Wat zijn de verschillende celtypen?
Alle cellen in levende wezens kunnen worden ingedeeld in een van twee basistypen cellen: prokaryotisch en eukaryotisch. Prokaryotische cellen zijn meestal klein, primitief en onafhankelijk van andere cellen en omvatten bacteriën, blauwgroene algen en archae. Eukaryotische cellen zijn grotere, complexere typen die worden aangetroffen in alle andere planten, dieren, schimmels en protisten. De verschillende eukaryotische celtypen zijn georganiseerd door structuur en functie, waarvan sommige onafhankelijk van elkaar bestaan en andere verbonden zijn met andere cellen met een gemeenschappelijke gespecialiseerde functie.
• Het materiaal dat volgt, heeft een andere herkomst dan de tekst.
PR #2250, opened 2020-11-03
Conversation comment source links don't work

### LINKED ISSUE #1370: Conversation comment source links don't work
Issue Type: <b>Bug</b>

In conversation view, the source comments source locations are decorated as links, but do nothing when clicked or ctrl-clicked.

Extension version: 0.11.2
VS Code version: Code 1.38.1 (b37e54c98e1a74ba89e03073e5a3761284e3ffb0, 2019-09-11T13:35:15.005Z)
OS version: Windows_NT x64 10.0.18362

<details>
<summary>System Info</summary>

|Item|Value|
|---|---|
|CPUs|Intel(R) Core(TM) i7-2600 CPU @ 3.40GHz (8 x 3392)|
|GPU Status|2d_canvas: enabled<br>flash_3d: enabled<br>flash_stage3d: enabled<br>flash_stage3d_baseline: enabled<br>gpu_compositing: enabled<br>multiple_raster_threads: enabled_on<br>native_gpu_memory_buffers: disabled_software<br>oop_rasterization: unavailable_off<br>protected_video_decode: unavailable_off<br>rasterization: unavailable_off<br>skia_deferred_display_list: disabled_off<br>skia_renderer: disabled_off<br>surface_synchronization: enabled_on<br>video_decode: enabled<br>viz_display_compositor: disabled_off<br>webgl: enabled<br>webgl2: enabled|
|Load (avg)|undefined|
|Memory (System)|15.88GB (0.62GB free)|
|Process Argv||
|Screen Reader|no|
|VM|0%|
</details>

RMacfarlane:
Fixes #1370

Previously, opening a file from the description page worked by trying to find that file within the tree. There are a couple of issues with that approach - the overview page gets initialized with the description node, which could either be from the "Pull Requests" tree or the "Changes in PR" tree, but changing the checkout state of the PR doesn't update this. This is especially hard if the page starts in review mode, and then exits, there isn't a good way to find the PR within the other tree, and also it could be in multiple places.

Intead of doing that, I've decoupled this from looking at the tree at all. Now it should use the comment and try to match it with a file change, and simply use that to open a diff. I needed to make the PullRequestModel have access to the FolderRepositoryManager to make this work, which is kind of ugly. (or at least, rippled into a larger change). Open to suggestions on that.

One thing the previous approach did nicely was selecting the relevant file in the tree while opening it. I want to add this separately for the "Changes in PR" tree, it could listen to changes in open text documents and reveal stuff accordingly. I think doing the same for the other tree is impossible, since the PR could be in multiple places in the tree.

Also, I realized that navigating to "outdated" comments wasn't working previously, and have changes those to not be links.

### DIFF
--- a/src/github/githubRepository.ts
+++ b/src/github/githubRepository.ts
@@ -8,7 +8,7 @@ import { Octokit } from '@octokit/rest';
 import * as OctokitTypes from '@octokit/types';
 import Logger from '../common/logger';
 import { Remote, parseRemote } from '../common/remote';
-import { IAccount, RepoAccessAndMergeMethods, IMilestone, Issue } from './interface';
+import { IAccount, RepoAccessAndMergeMethods, IMilestone, Issue, PullRequest } from './interface';
 import { PullRequestModel } from './pullRequestModel';
 import { CredentialStore, GitHub } from './credentials';
 import { AuthenticationError } from '../common/authentication';
@@ -35,8 +35,8 @@ export interface IssueData extends ItemsData {
 	hasMorePages: boolean;
 }
 
-export interface PullRequestData extends IssueData {
-	items: PullRequestModel[];
+export interface PullRequestData extends ItemsData {
+	items: PullRequest[];
 }
 
 export interface MilestoneData extends ItemsData {
@@ -280,10 +280,10 @@ export class GitHubRepository implements vscode.Disposable {
 							return null;
 						}
 
-						return new PullRequestModel(this._telemetry, this, this.remote, convertRESTPullRequestToRawPullRequest(pullRequest, this));
+						return convertRESTPullRequestToRawPullRequest(pullRequest, this);
 					}
 				)
-				.filter(item => item !== null) as PullRequestModel[];
+				.filter(item => item !== null) as PullRequest[];
 
 			Logger.debug(`Fetch all pull requests - done`, GitHubRepository.ID);
 			return {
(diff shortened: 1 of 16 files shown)


src/github/githubRepository.ts
```diff
@@ -581,7 +581,7 @@ export class GitHubRepository implements vscode.Disposable {
 		}
 	}
 
-	async getPullRequest(id: number): Promise<PullRequestModel | undefined> {
+	async getPullRequest(id: number): Promise<PullRequest | undefined> {
```
alexr00, line 584: Why have all these methods changed from returning a PullRequestModel to a PullRequest?

src/github/pullRequestModel.ts
```diff
@@ -721,6 +723,43 @@ export class PullRequestModel extends IssueModel implements IPullRequestModel {
 		};
 	}
 
+	async openDiffFromComment(comment: IComment): Promise<void> {
```
alexr00, line 726: I'm probably missing something here, but all of the properties/methods on `this` in this method seem to be public. To avoid giving `PullRequestModel` a reference the folder repository manager could you make this method static or move it into a utility funciton?

alexr00 (approved):

src/github/pullRequestModel.ts
RMacfarlane: Good point! I made this method static and it really reduced this change set. thanks!

src/github/githubRepository.ts
RMacfarlane: This was a consequence of adding the folder manager to the PR - I was delaying creation of the model since I didn't have it here. Have now reverted this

Het menselijk lichaam bevat honderden celtypen, waarvan vele unieke functionele structuren hebben.
Een cel is het kleinste deel van een levend wezen en is het decor voor alle chemische processen die nodig zijn voor het leven. Prokaryotische cellen zijn de meest eenvoudige celvormen, zonder kern of organellen. Deze cellen hebben geen chromosomen; circulaire plasmiden bevatten het genetische materiaal. Sommige prokaryotische cellen hebben geen zuurstof nodig om levensprocessen uit te voeren.
Eukaryotische cellen hebben een gedefinieerde kern die genetisch materiaal bevat, georganiseerd in lineaire chromosomen. Ze hebben verschillende gespecialiseerde organellen die de processen en energieoverdrachten uitvoeren die nodig zijn om het leven in stand te houden. Dierlijke, plantaardige, schimmels en protestceltypen verschillen sterk van elkaar. Schimmels kunnen eencellig of meercellig zijn, meer dan één kern hebben en onverzegelde celwanden hebben waardoor het cytoplasma vrij tussen cellen kan stromen.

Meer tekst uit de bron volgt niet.